Anuridhi Gupta’s academic foundation is robust, beginning with her Bachelor of Science in Computer Science from George Mason University, where she was recognized for her exemplary performance as part of the dean’s list for all semesters. She subsequently earned her Master of Science in Applied Information Technology, concentrating on Cyber-Human Systems, further honing her expertise in the intersection of technology and human interaction. As she works towards her Ph.D. in Information Technology, she engages in groundbreaking research under the guidance of Dr. Hemant Purohit in the Humanitarian Informatics Lab, expected to be completed in 2026.

Experience

In her role as a graduate researcher at George Mason University, Anuridhi has significantly contributed to understanding and modeling human behavior through social media data analytics. Her research focuses on employing large language models to enhance scalability and reduce human effort in explainable stance detection. Additionally, she is involved in a National Science Foundation project aimed at developing effective approaches to protect individuals with developmental disabilities from cybercrimes in online social media environments. Anuridhi has also served as a teaching assistant, where she facilitated courses in SQL, Object-Oriented Programming, Data Structures, and Python, contributing to the academic development of her peers.

Research Interests

Anuridhi Gupta’s research interests are deeply rooted in applied machine learning, data mining, natural language processing, and social computing. Her work addresses critical issues such as bias detection in machine learning models, particularly in the context of cyber safety for vulnerable populations. Anuridhi explores how large language models can be harnessed to improve data analytics solutions and mitigate biases in online interactions. Her innovative approach to understanding human behavior and linguistic patterns on social media highlights her commitment to advancing knowledge in her field while prioritizing humanitarian outcomes.

Awards

Throughout her academic career, Anuridhi has been recognized for her contributions to research and academia.

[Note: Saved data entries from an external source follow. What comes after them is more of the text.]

PR #5764, opened 2026-08-02
Add Trevi InnovAqua variable speed pool heat pump

x409no1:
Adds a device config for the Trevi InnovAqua variable speed pool heat pump (Tuya product id `bqfay9re2z3hfhoq`, local protocol 3.5).

All datapoints were confirmed from a full local dump of my own unit: on/off (dp1), Celsius setpoint (dp2) and inlet water temperature (dp3), mode silent/powerful/heat/cool (dp4), fault bitfield (dp9), display unit (dp17), and the native Fahrenheit setpoint (dp25) and inlet water temperature (dp26).

The climate uses the Celsius datapoints. The device's native Fahrenheit setpoint and water temperature are exposed as separate `number` and `sensor` entities. I also tried modelling the climate directly on the Fahrenheit datapoints (dp25/dp26), but tuya-local does not create the climate entity for it on this device, so Celsius is used for the climate.

Validated against `device_config_schema.json` and `yamllint`.

### DIFF
--- a/custom_components/tuya_local/devices/trevi_innovaqua_heatpump.yaml
+++ b/custom_components/tuya_local/devices/trevi_innovaqua_heatpump.yaml
@@ -6,9 +6,7 @@ products:
 # Mapping validated on Trevi InnovAqua variable speed over local protocol 3.5.
 # The Celsius setpoint (dp2) and inlet water temp (dp3) drive the climate.
 # The device also exposes an integer Fahrenheit setpoint (dp25) and inlet
-# water temperature (dp26), provided as separate number and sensor entities.
-# A Fahrenheit climate (dp25/dp26) was tried, but tuya-local does not create
-# the climate entity for it on this device, so Celsius is used for climate.
+# water temperature (dp26).
 entities:
   - entity: climate
     translation_key: pool_heatpump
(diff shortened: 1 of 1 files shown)


custom_components/tuya_local/devices/trevi_innovaqua_heatpump.yaml
```diff
@@ -0,0 +1,97 @@
...
+  - entity: climate
+    translation_key: pool_heatpump
+    dps:
+      - id: 1
+        name: hvac_mode
+        type: boolean
+        mapping:
+          - dps_val: false
+            value: "off"
+            icon: "mdi:hvac-off"
```
make-all: Don't override default icons without good reason

custom_components/tuya_local/devices/trevi_innovaqua_heatpump.yaml
```diff
@@ -0,0 +1,97 @@
+name: Pool heat pump
+products:
+  - id: bqfay9re2z3hfhoq
+    manufacturer: Trevi
+    model: InnovAqua Variable Speed
+# Mapping validated on Trevi InnovAqua variable speed over local protocol 3.5.
+# The Celsius setpoint (dp2) and inlet water temp (dp3) drive the climate.
+# The device also exposes an integer Fahrenheit setpoint (dp25) and inlet
+# water temperature (dp26), provided as separate number and sensor entities.
```
make-all: That is not the way to handle parallel C and F controls. They should be merged into the climate entity and used conditionally based on temperature_unit.

See poolex_q7_heatpump.yaml for an example

make-all (changes requested):

PR #914, opened 2017-11-15
LTC-USD tracker; ETH-USD tracker; Slack Notification

mgjo5899:
- The original LTC-USD tracker didn't work.
- The original ETH-USD tracker didn't work.
- New Slack notification (indicator whether there's new message or not)


tresni:
Hi @mgjo5899  and thanks for the PR!  For future reference, it's a lot easier on us if you do one plugin per PR, just makes review substantially easier.

mgjo5899:
@tresni Sorry about that! I will definitely do one PR per one plugin in the future!

PR #930, opened 2017-12-03
Updated pi-hole plugin

fmartingr:
- Refactored code
- Now supports python3 along with python2
- New black and white icon with retina and dark mode support
  - The old color icon is still there, configurable via a variable.

I wanted to put the Disable/Enable actions inside this script instead of opening a link, but the `bash=$0` does not work if the plugin is written in python apparently. I also tried invoking the python interpreter with the path to script but the `param` does not support spaces and I can't seem to make it work putting double quotes or replacing the spaces with slashes (`Folder\ with\ spaces`). Any ideas?


tresni:
Put the argument in quotes:

```py
print("bash=\"$0\" param=\"something with spaces\"")
```

Still want me to merge this as is or are the changes you want to make that need that information?

fmartingr:
@tresni You can merge it, if I make changes I can do another PR ;)

PR #932, opened 2017-12-05
Added new plugin for crypto currency price ticker

Elaniobro:


tresni:
Thanks for the PR.  We really try to have 1 example plugin that does one thing and allow other to modify.  There are a number of price tickers for crypto currencies all ready and we are not accepting further at this point.

PR #935, opened 2017-12-05
New Plugin: coinmarketticker-ruby

Soleone:
Yet another cryptocurrency ticker getting rates from coinmarketcap.com.

image

This one tries to be super readable and extendable using Ruby.

[Readme here](https://github.com/Soleone/bitbar-coinmarketticker).


tresni:
Thanks for the PR. We really try to have 1 example plugin that does one thing and allow other to modify. There are a number of price tickers for crypto currencies all ready and we are not accepting further at this point.

PR #941, opened 2017-12-15
Added ISC condition monitor

panzertime:
This plugin gets the current status code from SANS ISC ([more info](https://isc.sans.edu/infocon.html)) and displays the current status in the appropriate color.


tresni:
You have to deal with the shellcheck error.  you can either quote the parameters as instructed or suppress the error with a shellcheck directive: `# shellcheck disable=SC2060`

PR #942, opened 2017-12-18
Added GDAX plugin

CSFlorin:
I added a plugin using the GDAX python API to see current prices for BTC, LTC, and ETH on GDAX as well as their 24-hour change. You can open GDAX from the menu and change which crypto you display using an AppleScript menu. Images for each crypto are included. Since I'm using an API and helper scripts, there is a folder with everything needed in so that users don't have to install anything. All that is needed is to change the directory in the first line of the gdax.5s.py script to include the user's plugin directory.


CSFlorin:
ahh sorry about that. unfortunately, i rely on writing to a config file (which I could switch to a dynamoDB but no point) and having a separate shell script to allow the user to change coins without editing the gdax.5s.py script directly. Not bashing you or anything, but I'm not really in favor of getting rid of usability to conform to the single-file guide you have. Perhaps you can look into allowing some folder structure for more complex plugins. Also, most of the files I have are a Python virtual environment to not rely on the user's python and to preinstall all the needed packages.

PR #937, opened 2017-12-10
Realtime Stock Price Plugin.

bmosincat:

PR #945, opened 2017-12-21
Add Stock Ticker plugin to replace broken Yahoo! one

rkanter:


bp1222:
I’m not sure protocol here, but maybe it’d be ok to also delete the couple in the repo that are dead.

tresni:
#937 was merged and uses the same API, providing the same basic information. Closing this as duplicate.

@bp1222 definitely worthy of a pull request to remove any dead/outdate plugins!

PR #952, opened 2018-01-06
Plugin: Bitcoin.co.id Spot Market Prices

hapr05:
a simple cryptocurrency price ticker for bitcoin.co.id market, prices are in IDR


tresni:
Thanks for the PR @hapr05 . We really try to have 1 example plugin that does one thing and allow other to modify it to fit their needs. There are a number of price tickers for crypto currencies all ready and we are not accepting further at this point.  If you feel yours adds new functionality that should be shared, please do a pull request updating an existing price ticker with your new functionality.

PR #955, opened 2018-01-12
JIRA Search plugin

prenagha:
New lightweight JIRA search plugin


tresni:
Hi @prenagha looks like you also got an iTunes plugin in the branch.  Can you please update the PR to only contain the JIRA plugin?

PR #957, opened 2018-01-13
Modified ltc-usd and eth-usd

mgjo5899:
- Modified ltc-usd and eth-usd to use public API from WorldCoinIndex.


tresni:
Since you changed the filenames, I can't really tell what has changed as it shows complete file replacement.  Additionally you've pulled in all your previous changes since this doesn't appear to be rebased off master.

mgjo5899:
Sorry about that..!
1. I will change the filenames back to the original ones.  Still, they almost completely changed.
2. I am not sure what you mean by I've pulled in all my previous changes; do you mean I have some of the unnecessary commits (such as Merge branch commits)?

Thank you for your inputs.

PR #978, opened 2018-02-14
Create ottawa-weather-in-menu-bar

Hamburgle:
# You will have to change the URL if you don't live in Ottawa. :-) This code may be a bit sloppy but it kinda works.
# if any of you professional coders want to enhance or fix this, feel free. But I like it.
# Actually the last two numbers in this string are probably deg F and deg C but I wasn't sure so I left them both in.

### DIFF
--- a/Weather/ottawa-weather-in-menu-bar
+++ b/Weather/ottawa-weather-in-menu-bar
@@ -1,0 +1,19 @@
+#!/bin/sh
+
+# <bitbar.title>Mouse Location</bitbar.title>
+# <bitbar.version>v1.0</bitbar.version>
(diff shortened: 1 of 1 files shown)


tresni:
Thanks for the PR @Hamburgle . We really try to have 1 example plugin that does one thing and allow other to modify it to fit their needs. There are a number of weather display plugins already and we are not accepting further at this point.  If you feel yours adds new functionality that should be shared, please either reply with an explanation or do a pull request updating an existing weather plugin to add your new functionality.

See https://getbitbar.com/plugins/Weather for existing weather plugins.

PR #979, opened 2018-02-15
cal.1d.sh: Style view

mizoR:
FAO: (@busterc)

Display for "today" is broken a little bit at least in my environment.  Mainly this PR improves it.  Could you review and comment about my patch?

Anyway, thanks for your simple and good plugin 📆 

### As-is

as-is 2

### To-be

to-be

### DIFF
--- a/Time/cal.1d.sh
+++ b/Time/cal.1d.sh
@@ -17,6 +17,6 @@ echo "$year"
 echo "---"
 
 echo "$last_year"
-cal "$last_year" | while IFS= read -r i; do echo "--. $i | font=courier"; done
-cal "$year" | while IFS= read -r i; do echo ". $i | font=courier"; done
-cal "$next_year" | while IFS= read -r i; do echo ". $i | font=courier"; done
+cal -h "$last_year" | while IFS= read -r i; do echo "--. $i | font=courier"; done
+cal -h "$year" | while IFS= read -r i; do echo ". $i | font=courier"; done
+cal -h "$next_year" | while IFS= read -r i; do echo ". $i | font=courier"; done
--- a/Time/cal.1d.sh
+++ b/Time/cal.1d.sh
@@ -17,6 +17,6 @@ echo "$year"
 echo "---"
 
 echo "$last_year"
-cal -h "$last_year" | while IFS= read -r i; do echo "--$i | trim=false font=courier"; done
-cal -h "$year" | while IFS= read -r i; do echo "$i | trim=false font=courier"; done
-cal -h "$next_year" | while IFS= read -r i; do echo "$i | trim=false font=courier"; done
+cal "$last_year" | while IFS= read -r i; do echo "--$i | trim=false font=courier"; done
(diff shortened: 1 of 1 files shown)


Time/cal.1d.sh
```diff
@@ -17,6 +17,6 @@ echo "$year"
 echo "---"
 
 echo "$last_year"
-cal "$last_year" | while IFS= read -r i; do echo "--. $i | font=courier"; done
-cal "$year" | while IFS= read -r i; do echo ". $i | font=courier"; done
-cal "$next_year" | while IFS= read -r i; do echo ". $i | font=courier"; done
+cal -h "$last_year" | while IFS= read -r i; do echo "--$i | trim=false font=courier"; done
```
mizoR: FYI:
### cal: `-h` options

```sh
$ man cal | grep '\-h'
     -h      Turns off highlighting of today.
```

### bitbar: trim

> trim=.. whether to trim leading/trailing whitespace from the title. true or false (defaults to true)
>
> see: https://github.com/matryer/bitbar#plugin-api

busterc: What version of OS are you using? I'm on Sierra and my `cal` does not have the `-h` option, therefore the changes would cause an error:

```sh
$ man cal | grep '^\s*\-'
     -J      Display Julian Calendar, if combined with the -e option, display
     -e      Display date of easter (for western churches).
     -j      Display Julian days (days one-based, numbered from January 1).
     -m month
     -o      Display date of orthodox easter (Greek and Russian Orthodox
     -p      Print the country codes and switching days from Julian to Grego-
     -s country_code
     -w      Print the number of the week below each week column.
     -y      Display a calendar for the specified year.
```
However, I suppose this would work:
```sh
cal -h "$last_year" 2>/dev/null || cal "$last_year" | while IFS= read -r i; do echo "--$i | trim=false font=courier"; done
cal -h "$year" 2>/dev/null || cal "$year" | while IFS= read -r i; do echo "$i | trim=false font=courier"; done
cal -h "$next_year" 2>/dev/null || cal "$next_year" | while IFS= read -r i; do echo "$i | trim=false font=courier"; done
```


Also, I must've overlooked bitbar's `trim` option. You're mod for that is indeed better!

gingerbeardman: I see `cal -h` on High Sierra

> Turns off highlighting of today.

busterc: Good to know High Sierra has it. Unfortunately Sierra and probably earlier versions do not. So, like I mentioned above (slightly modified) I would change the PR to the following:
```
cal "$last_year" 2>/dev/null || cal "$last_year" | while IFS= read -r i; do echo "--$i | trim=false font=courier"; done
cal -h "$year" 2>/dev/null || cal "$year" | while IFS= read -r i; do echo "$i | trim=false font=courier"; done
cal "$next_year" 2>/dev/null || cal "$next_year" | while IFS= read -r i; do echo "$i | trim=false font=courier"; done
```
Then it's backwards compatible! I've actually been using this ^ modified version locally since you originally submitted the PR :)

mizoR: Updated with your suggestion (though there is different a little bit to works correctly with High Sierra), thanks!

PR #1308, opened 2025-07-30
[bibtex] Refactor string pool

CraftSpider:
Encapsulates and converts to idiomatic Rust the StringPool.


CraftSpider:
This passes tectonic-on-arXiv, so no changes. There's a little fib in the logs now - they claim to have a max strings, but this change uncaps the `StringPool`. It now grows more dynamically, meaning max strings is no longer meaningful. But the goal is byte-for-byte compat, so for now, we keep that log the same.

PR #1316, opened 2025-08-08
fix(tests/bundle_env_overrides): make more robust

bryango:
Previously `test_bundle_prefix` would fail if TECTONIC_BUNDLE_LOCKED is set during the `cargo test` run. This would happen during downstream packaging (e.g. in Nixpkgs). 

Here we make the test more robust and meanwhile we can drop the `test_empty_locked_bundle_ignored` as it has now become redundant.

### DIFF
--- a/Cargo.lock
+++ b/Cargo.lock
@@ -257,13 +257,6 @@ source = "registry+https://github.com/rust-lang/crates.io-index"
 checksum = "793db76d6187cd04dff33004d8e6c9cc4e05cd330500379d2394209271b4aeee"
 
 [[package]]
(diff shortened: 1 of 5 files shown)


CraftSpider:
This isn't directly related to this fix, but if you look in `fuzz/Cargo.toml` you can see how to remove the test crate from the global workspace, and set it to not publish to crates.io.

bryango:
> This isn't directly related to this fix, but if you look in `fuzz/Cargo.toml` you can see how to remove the test crate from the global workspace, and set it to not publish to crates.io.

Done! I didn't know how to do this properly, thanks!

PR #1358, opened 2026-05-01
Add tectonic-on-arxiv as Github Action

CraftSpider:
This is a WIP idea to port tectonic-on-arxiv to use the actions workflow, allowing us to rely on github's artifacts and compute.

@Mrmaxmeier for thoughts here - as this is your brainchild primarily.

### DIFF
--- a/.github/workflows/ci.yml
+++ b/.github/workflows/ci.yml
@@ -12,3 +12,7 @@ jobs:
     needs: prep
     uses: ./.github/workflows/build_and_test.yml
     secrets: inherit
+  tectonic-on-arxiv:
+    needs: prep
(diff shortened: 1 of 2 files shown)


CraftSpider:
Some elaboration on specific ideas: 
- We can compare runs using artifacts
- Markdown run results display the diff, I haven't tested yet but I hope they support HTML collapsibles
- If a run is missing, maybe possible to trigger the workflow for it, not sure
- With manual workflow triggers, people can request a comparison of any two commits hopefully easily
- We do lose out a bit on long term dataset storage, without some hacks. Maybe add the dataset to release tags, or just store it elsewhere

PR #1361, opened 2026-05-04
Drop error-chain dep, switch binary to use `anyhow`

CraftSpider:
I'd like to get this in before 0.17 - if we're changing from `app_dirs2` to `directory`, I'd like to make this breaking change in the same release.

Drops error-chain, as it's significantly out of date and deprecated. Instead we now use `anyhow` in the binary crate through the re-export in `tectonic_errors`. This both removes several transitive dependencies and allows cleaning up some warnings related to using such an old dependency.

### DIFF
--- a/Cargo.lock
+++ b/Cargo.lock
@@ -3,15 +3,6 @@
 version = 4
 
 [[package]]
-name = "addr2line"
-version = "0.25.1"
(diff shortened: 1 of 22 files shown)


CraftSpider:
@Mrmaxmeier funny ToA error about failing to open a downloaded crate

PR #1363, opened 2026-05-09
Change bundle caching to only re-check remote once per week

CraftSpider:
Uses chrono to write another file in addition to the hash which carries a bundle's last-checked time. This prevents constant re-checks on every engine run. This is important because nearly half of tectonic's runtime is spent reading the entire bundle off the internet on every invocation.

@rm-dr, since you did the original bundle rework.


CraftSpider:
So, without this, _every_ build on Tectonic-on-arXiv is failing. With it, only most are. So that's good :P

PR #1368, opened 2026-05-14
Use ctrl-c to kill watchexec for profiling

CraftSpider:


CraftSpider:
Still busted because it breaks on Windows, sad

PR #1372, opened 2026-06-09
bibtex: don't panic on an empty @string macro

osdnk:
## Problem

Tectonic's built-in BibTeX panics whenever a `@string` macro that expands to the
empty string is referenced at the **start** of a stored field:

```
thread 'main' panicked at crates/engine_bibtex/src/scan.rs:663:41:
index out of bounds: the len is 0 but the index is 0
```

In practice this means tectonic cannot compile **any** paper that cites
[cryptobib](https://github.com/cryptobib/export), the crypto community's shared
bibliography: its `abbrev3.bib` defines well over a thousand venue
`name`/`address` macros as `""` (e.g. `@string{acispname = ""}`), and as soon as
an entry references one in a stored field such as `address`, the BibTeX pass
aborts — even when a correct `.bbl` already exists, since the pass re-runs
regardless.

## Root cause

In `scan_a_field_token_and_eat_white`, a macro token is expanded into `str` and,
at the start of a field value, its first byte is inspected to collapse leading
whitespace:

```rust
let mut str = globals.pool.get_str(strnum);

if globals.buffers.offset(BufTy::Ex, 1) == 0
    && LexClass::of(str[0]) == LexClass::Whitespace   // panics when str == ""
{
```

For an empty macro, `str` is a zero-length slice, so `str[0]` is out of bounds.
The original WEB/C BibTeX reads `str_pool[tmp_ptr]` from a shared array here and
thus reads one byte past harmlessly; the Rust port returns an exact-length
slice, turning the same access into a panic. The copy loop a few lines below
already guards with `!str.is_empty()` — the leading-whitespace check just didn't.

## Fix

One line — guard the check the same way:

```rust
if globals.buffers.offset(BufTy::Ex, 1) == 0
    && !str.is_empty()
    && LexClass::of(str[0]) == LexClass::Whitespace
{
```

An empty macro then contributes nothing to the field, matching reference
`bibtex`/`bibtex8`.

## Test

Adds `tests/bibtex/cites/empty_macro` (an empty `@string` referenced via `#` at
the start of a field). Its expected `.bbl` is **byte-identical** to the output
of `bibtex8` on the same input. The full bibtex suite (24 tests) passes.

## Reproduction

Minimal, self-contained (two files plus a driver; no cryptobib needed):
https://github.com/osdnk/tectonic-bibtex-empty-macro-repro

```sh
git clone https://github.com/osdnk/tectonic-bibtex-empty-macro-repro
cd tectonic-bibtex-empty-macro-repro && ./reproduce.sh
```

Marked draft pending maintainer feedback on the approach.

### DIFF
--- a/crates/engine_bibtex/src/scan.rs
+++ b/crates/engine_bibtex/src/scan.rs
@@ -660,6 +660,7 @@ fn scan_a_field_token_and_eat_white(
                     let mut str = globals.pool.get_str(strnum);
 
                     if globals.buffers.offset(BufTy::Ex, 1) == 0
+                        && !str.is_empty()
                         && LexClass::of(str[0]) == LexClass::Whitespace
                     {
                         if globals.buffers.offset(BufTy::Ex, 1) >= globals.buffers.len() {
--- a/tests/bibtex.rs
+++ b/tests/bibtex.rs
@@ -96,8 +96,6 @@ fn test_single_entry() {
     TestCase::new(&["cites", "single_entry"]).go()
 }
 
-/// Empty `@string` macro ("") at the start of a stored field: used to panic in
-/// `scan_a_field_token_and_eat_white` (cryptobib defines many such macros).
 #[test]
 fn test_empty_macro() {
     TestCase::new(&["cites", "empty_macro"]).go()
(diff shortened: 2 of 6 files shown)


osdnk:
@CraftSpider -- is it possible for you to take a look at that? Thanks in advance!

CraftSpider:
Looks great, thanks! Once CI finishes it should merge (if anything fails for reasons _not_ related to your change I'll merge it after I confirm)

Her efforts have led to multiple accepted publications in prominent journals and conferences, underscoring her dedication to impactful research. Her work not only contributes to the academic community but also provides insights that are essential for societal advancement.

Publications

Anuridhi Gupta has authored and co-authored several significant publications that reflect her research focus and contributions to the field:

Bias Detection and Mitigation in Zero-Shot Spam Classification using LLMs (2024) – Accepted at the IEEE International Conference on Trust, Privacy and Security in Intelligent Systems and Applications (IEEE-TPS).

Intent Mining Framework for Understanding Online Conversations on Vaping to Inform Social Media-based Intervention Design (2024) – Featured Article in Behavior and Information Technology Journal (BIT).

Summarizing Social Media News Streams for Crisis-related Events by Integrated Content-Graph Analysis: TREC-2023 CrisisFACTS Track (2023) – Presented at The Thirty-Second Text REtrieval Conference (TREC).

Conclusion

Anuridhi Gupta is a well-qualified candidate for the Research for Women Researcher Award. Her strong academic background, impactful research, and dedication to addressing societal issues align well with the award’s objectives. While there are opportunities for growth, particularly in expanding her impact and networking, her current achievements and commitment to advancing knowledge in her field make her an excellent nominee for this recognition.